At this point you have had an opportunity to gain some experience using the data mining tools contained in R and R Commander. Given this basic background, the primary goal of this chapter is to provide you with a framework that will allow you to rapidly develop a reasonably good model. A model can usually be improved by devoting more effort to it, but there are diminishing marginal returns to this effort. The popular 80/20 rule applies, and the “reasonably good” model is sometimes referred to as the “80% model,” implying that with 20% of your modeling time and effort you will get the first 80% of the return, and it will take 80% of your time to get the remaining 20% return (that results in the best possible model). Before presenting our rapid model development framework, we first present an additional tool, stepwise variable selection (Venables and Ripley, 2002).

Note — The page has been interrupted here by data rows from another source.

PR #2439, opened 2025-07-15
Prevent scrolling to top before page has rendered

### LINKED ISSUE #2125: Scroll resets before next page renders, causing flash
### Version:

- `@inertiajs/react` version: 2.0.0-beta-3 and 1.0.0

### Describe the problem:

When navigating from one page to another, just before the next page appears, the initial page scroll resets to the top of the page. This causes a janky flash just before the next page renders.

This is already described in issue #1802 but that issue is closed as fixed, and I am unsure whether my comment there has been noticed, so I am opening a new issue.

### Steps to reproduce:

This is described in #1802 :

> Create a page that causes the browser viewport to scroll
Include a link to another page
Click that link while scrolled down, and observe a flash of scroll-to-top before the transition

pascalbaljet:
Fixes #2125. It's hard to reproduce because it's only noticeable on very heavy pages, and even then it doesn’t always consistently fail.

Still draft because it misses tests, and I'm not sure if the new behavior is desired.

### DIFF
--- a/packages/react/src/App.ts
+++ b/packages/react/src/App.ts
@@ -5,6 +5,7 @@ import PageContext from './PageContext'
 
 let currentIsInitialPage = true
 let routerIsInitialized = false
+let swapPromise = null
 let swapComponent: PageHandler = async () => {
   // Dummy function so we can init the router outside of the useEffect hook. This is
   // needed so `router.reload()` works right away (on mount) in any of the user's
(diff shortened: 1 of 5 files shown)


wescopeland:
Hi @pascalbaljet 👋 

Thanks for your work on the issue (and your work on Inertia in general).

We're affected heavily by this, and it seems there's a question of whether this PR's changes are desirable. Short of forking/patching Inertia, is it possible for developers to implement some flavor of this fix in their own apps? Or is it a core problem that requires changes in Inertia itself?

pascalbaljet:
> We're affected heavily by this, and it seems there's a question of whether this PR's changes are desirable. 

Yes, I definitely want to merge it, but I haven't found a reliable way to reproduce/test it yet with Playwright.

> Short of forking/patching Inertia, is it possible for developers to implement some flavor of this fix in their own apps? Or is it a core problem that requires changes in Inertia itself?

I'm afraid this should really be fixed in Inertia itself. I'll try to work on this next week!

WarcraftLogs:
Any update here? I have sites that are heavily affected by this.

wescopeland:
Still indeed affected by this. Would love to have a fix available in some form, even if it's a configurable option.

pascalbaljet:
Closed in favor of #2721.

Issue #152, opened 2019-04-06
Minor CMake path issue


nemothenoone:
Does the path at https://github.com/boostorg/serialization/blob/develop/CMake/CMakeLists.txt#L103 is missing an extra ```..```?

I mean, if I use CMake project to build Boost.Serialization inside Boost superproject, I get ```BOOST_ROOT not found```, but extra ```..``` fixes the problem.

robertramey:
Hmmmm ...  I've hacked my CMake implementation to support my personal debug/development of Boost serialization with my Xcode IDE.  Previously I used the mdvc IDE which was fine to do the development and debug, but hell to maintain whenever anything (boost version, msvc version, etc).  CMake was sort of pain to figure out - it's better now - but it was a one time deal.  Now whenever something changes I can just regenerate a new Xcode (and presumably MSVC or Eclipse or .. ) project and I'm back in business.  It only takes a minute.  Better I can maintain projects for different IDE simultaneously using the same source code base.  Presumable this opens the path to building the boost build type library with a single CMake command - though I've never tried this - so its unlikely to work with out some more tweaking.  There are several things that you might want to support: Building from the Cmake command line, generate correctly named boost libraries and dlls, adding support for permitting the the serialization library to be consumed as a CMake like component, supporting CDash and perhaps CMake style deployment.  As to your particular case, I'm not sure what you're actually doing so I don't know what to suggest.  All I can say is that it works for me for what I use it for.

If you're using my CMake files for something different than I am you might need to tweak something.  If you find the magic enhancement - and it doesn't break it for the purposes I use it for, post it as a PR and I'll seriously consider adding it in.

PR #153, opened 2019-04-08
Minor CMake path changes

nemothenoone:
Pull request for the issue #152.

Minor CMake enhancements and fixes are about strict standard-compliant option type (```INTEGER``` -> ```STRING```) and path fixes for CMake project being built inside of boost superproject source tree.

Try it yourself. Clone ```https://github.com/boostorg/boost``` and ```cmake -G Xcode ${BOOST_ROOT}/libs/serialization/CMake``` from some directory. Without this minor fix, it leads me to the error like ```CMake Error at CMakeLists.txt:106 (message): BOOST_ROOT not found```

### DIFF
--- a/CMake/CMakeLists.txt
+++ b/CMake/CMakeLists.txt
@@ -95,12 +95,12 @@ endif()
 #
 
 set(Boost_DEBUG true)
-set(Boost_ADDRESS_MODEL 64 CACHE INTEGER "32/64 bits")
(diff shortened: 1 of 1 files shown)


robertramey:
making the change to line 103, adding another level of ..,  results in my getting BOOST_ROOT not found error.  We're out of sync somehow.

PR #158, opened 2019-05-12
fix missing header and inverted ifdef

HDembinski:
@glenfe asked me to support BOOST_NO_EXCEPTIONS in Boost.Histogram and thus I found this issue. The serialization version of throw_exception calls ::boost::throw_exception but didn't include the header <boost/throw_exception.hpp>, so it only worked by chance if that header was already included.

### DIFF
--- a/include/boost/serialization/throw_exception.hpp
+++ b/include/boost/serialization/throw_exception.hpp
@@ -17,8 +17,9 @@
 
 #include <boost/config.hpp>
 
-#ifndef BOOST_NO_EXCEPTIONS
+#ifdef BOOST_NO_EXCEPTIONS
 #include <exception>
+#include <boost/throw_exception.hpp>
 #endif
 
 namespace boost {


HDembinski:
@robertramey Could you please have a look at the failing test? I looked into the log and I can't find out what's wrong with. It would be really nice if you could accept this PR. I am using Boost.Serialization in Boost.Histogram and I cannot test the serialization parts with exceptions turned off because of this bug.

HDembinski:
On second look, I am not sure whether my patch is correct.

robertramey:
FYI - My personal experience is that running tests on one's own system is much better than depending on CI tests.  For one things, one can debug the stuff on one's own system.  CI works best when you know that things work on your own system but you need confirmation that it works on other systems that you can test on.

HDembinski:
I do both. The CI tests make sure that I am not breaking things on Windows (I develop on Linux and OSX) and under special conditions that I do not test regularly, such as -fno-exceptions.

PR #160, opened 2019-06-04
Add preliminary support for generic serialization

sdebionne:
See #113 for the rationale.

Let me know if there is a better way to properly test for std=c++11 and the availability of <type_traits>.

Is there any other place in the library where functionalities are conditionally supported given a c++ standard level?


sdebionne:
@HDembinski @robertramey Any chance that you guys find time to review this PR? If accepted, it would  be great to have in 1.71...

include/boost/serialization/serialization.hpp
```diff
@@ -60,6 +64,44 @@ namespace serialization {
...
+
+struct has_serialize
+{
+
+private:
+    template<class T>
+    static constexpr auto check(T*)
+        -> typename
+        std::is_same<
+            decltype(std::declval<T>().serialize(std::declval<Archive&>(), std::declval<unsigned int>())),
```
HDembinski: Where is Archive& coming from here?

include/boost/serialization/serialization.hpp
```diff
@@ -60,6 +64,44 @@ namespace serialization {
 
 BOOST_STRONG_TYPEDEF(unsigned int, version_type)
 
+#if __cplusplus==201103L
```
HDembinski: Use detection from boost.config instead of raw checks like.

include/boost/serialization/serialization.hpp
```diff
@@ -13,6 +13,10 @@
 #include <boost/config.hpp>
 #include <boost/serialization/strong_typedef.hpp>
 
+#if !defined(BOOST_NO_CXX11_HDR_TYPE_TRAITS)
```
HDembinski: You don't need <type_traits>, versions of enable_if and is_same are in boost.core.

include/boost/serialization/serialization.hpp
```diff
@@ -60,6 +64,44 @@ namespace serialization {
...
+        -> typename
+        std::is_same<
+            decltype(std::declval<T>().serialize(std::declval<Archive&>(), std::declval<unsigned int>())),
+            void
+        >::type;
+
+    template<class>
+    static constexpr std::false_type check(...);
+
+    typedef decltype(check<C>(0)) type;
```
HDembinski: Perhaps Boost.Concept should be used instead of writing this manually.

HDembinski:
I am not the maintainer of this library, but here is a review.

HDembinski:
The whole check can be implemented in pre-C++11 code, I think. https://stackoverflow.com/questions/257288/is-it-possible-to-write-a-template-to-check-for-a-functions-existence

robertramey:
> Let me know if there is a better way to properly test for std=c++11 and the availability of <type_traits>.

Take serious look at Boost config.  It has been the cornerstone of boost serialization portability.  People take boost serialization portability for granted, but it's in fact an incredible feat which is totally due to the efforts of John Maddock's Boost config.  I never test for any specific C++ version - only the existence of a capability as specified by boost config.  It has to be this way because compilers which purport to support C++11 are not all in sync which combination of C++11 features they support.  The fact is that there is no defacto C++ standard - only a theoretical one.

> Is there any other place in the library where functionalities are conditionally supported given a c++ standard level?

easy. look through the bjam test files and the tests themselves.

HDembinski:
@robertramey I share your admiration of boost.config :)

PR #162, opened 2019-06-07
just forward throw_exception

HDembinski:
This very simple implementation fixes the problem I have in Boost.Histogram when I try to compile my unit tests which use Boost.Serialization with `<exception-handling>off`. It also simplifies this code. `boost::serialization::throw_exception` is just forwarded to `boost::throw_exception`, which already calls `throw` if BOOST_NO_EXCEPTION is not defined and a user-defined `throw_exception` function otherwise.

### DIFF
--- a/include/boost/serialization/throw_exception.hpp
+++ b/include/boost/serialization/throw_exception.hpp
@@ -15,28 +15,14 @@
 // accompanying file LICENSE_1_0.txt or copy at
 // http://www.boost.org/LICENSE_1_0.txt)
 
-#include <boost/config.hpp>
-
-#ifndef BOOST_NO_EXCEPTIONS
-#include <exception>
-#endif
+#include <boost/throw_exception.hpp>
 
 namespace boost {
 namespace serialization {
 
-#ifdef BOOST_NO_EXCEPTIONS
-
-BOOST_NORETURN inline void throw_exception(std::exception const & e) {
+template<class E> BOOST_NORETURN inline void throw_exception(E const & e){
     ::boost::throw_exception(e);
 }
-
-#else
-
-template<class E> BOOST_NORETURN inline void throw_exception(E const & e){
-    throw e;
-}
-
-#endif
 
 } // namespace serialization
 } // namespace boost


HDembinski:
@robertramey Now I am pretty sure the patch is correct, but the gcc-based appveyor builds still fail. But I don't see where. When my builds fail, I search for "error " but there is no error. I cannot find what is actually failing.

robertramey:
Yep - it's a bitch.  Here's what I do:
a) I got the page with the failed test.  In this case it's https://ci.appveyor.com/project/RobertRamey/serialization-5b0xm/builds/25116591/job/i98kmjbhtf0qpg71
b) I search the log for the text "...fail".  
c) this should show the failing test.

I think it might display only the first 2000 lines of the log.  In this case you have to download the log onto your machine so you can search it.

BTW - this is the same test/configuration which has been failing forever with dynamic linking on windows.  But I've never been able to correct it as I don't have a windows system either! With your change, it seems that the issues shows up with static linking as well.

> ****

glenfe:
@robertramey the issues you're seeing on Appveyor (Windows) might have to do with long paths for the generated test binaries that exceed some path limit.
```
[00:11:52] The system cannot find the path specified.
[00:11:52] The system cannot find the path specified.
[00:11:52] The system cannot find the path specified.
[00:11:52] The system cannot find the path specified.
```

glenfe:
I'll help out with the Windows GCC Appveyor test issues after this NVP change is done.

glenfe:
https://github.com/glenfe/boost.serialization/blob/develop/appveyor.yml succeeds with all compilers (GCC from Cygwin, GCC from Mingw, MSVC versions 2010 to 2017). It only test the default static linking, but you can add variants for shared linking.

robertramey:
FWIW - I've fixed the long test name which was triggering the bogus failure.  So at least that's address.  I haven't looked at throw exception in a long time.  I'm pretty sure I included the code to avoid calling a "upgrade" to boost exception which drew in all kinds of unexpected behavior and dependencies.  If I get some time I might revisit this decision.

PR #163, opened 2019-07-05
Add serialization for std::optional

### LINKED ISSUE #114: add seralization for std::optional and std::variant

sdebionne:
Fixes #114 together with #148.

### DIFF
--- a/include/boost/serialization/std_optional.hpp
+++ b/include/boost/serialization/std_optional.hpp
@@ -1,0 +1,99 @@
+#ifndef BOOST_SERIALIZATION_STD_OPTIONAL_HPP_
+#define BOOST_SERIALIZATION_STD_OPTIONAL_HPP_
+
+#if defined(_MSC_VER)
+# pragma once
+#endif
+
+/////////1/////////2/////////3/////////4/////////5/////////6/////////7/////////8
+// optional.hpp - non-intrusive serialization of optional types
+//
+// copyright (c) 2019 Samuel Debionne, ESRF
+//
+// Use, modification and distribution is subject to the Boost Software
+// License, Version 1.0. (See accompanying file LICENSE_1_0.txt or copy at
+// http://www.boost.org/LICENSE_1_0.txt)
+//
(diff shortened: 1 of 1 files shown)


robertramey:
I don't see any tests for this.  That every "built-in" type which includes serialization code must be tested.  That is must have a test program written for it.  It's not hard - look at the rest of them.  But it is a requirement.  Looking forward to this.

sdebionne:
Speaking of the tests, the CI is broken since Dec 16, 2020.  The std::variant has tests but was never merged. So why should I bother?

Ulysses1337:
What I hope to do one day is replace all my Boost optionals with std. Can we name the bool field "initialized" for compatibility?

robertramey:
I merged this and pulled into my local repo.  I was considering writing a test for it.  Upon closer examination I found there is an implementation for boost::optional serialization which is almost identical to your implementation of serialization for std::optional. So it seems to me that we should include serialization for both boost::optional and std::option in the same file.  And the test for optional should be extended to include std::optional as well.  This will diminish the code which needs to be maintained in the future.

As an aside, I think you should have credited the original author of the serialization for boost::optional in your header.

sdebionne:
Of course it is almost identical as `boost` and `std`  `optionals` have the same interfaces.

> So it seems to me that we should include serialization for both boost::optional and std::option in the same file

Why force people that use `std::optional` to depend on `boost::optional` via this shared header?

> the test for optional should be extended to include std::optional as well

Agreed but given that `std::variant` did not get merged, I did not want to spend time on adding the test here.

> As an aside, I think you should have credited the original author of the serialization for boost::optional in your header.

OK. I would create a PR for that but since it has been reverted in #299, I won't.

robertramey:
I've incorporated your working boost/serialization/optional and boost/serialization/variant.  I think you'll find this satisfactory.  Feel free to review it and ask me about it.

PR #166, opened 2019-07-24
Let serialization/optional.hpp use boost::serialization::access, fix #165

### LINKED ISSUE #165: Serialization of optional does not use private default constructor.
The `friend class boost::serialization::access;` is ignored during serialization of optional. The private default constructor is not used. Following code shows the problem directly:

Stepwise variable selection is an automated way of finding the set of predictor variables in a regression model (either linear or logistic) that is the best based on some criterion (often AIC). A tutorial showing you how we applied the framework to a new database follows the presentation of the rapid development framework. At the end of the tutorial we will show how to use R Commander to “score” a database. Scoring a database amounts to creating a new variable in a database that allows the user to rank each customer in the database in terms of their attractiveness as a campaign target based on the fitted values of a particular predictive model. We are already familiar with this idea: scoring is exactly what is required to create a lift chart, but the score is not added to the database.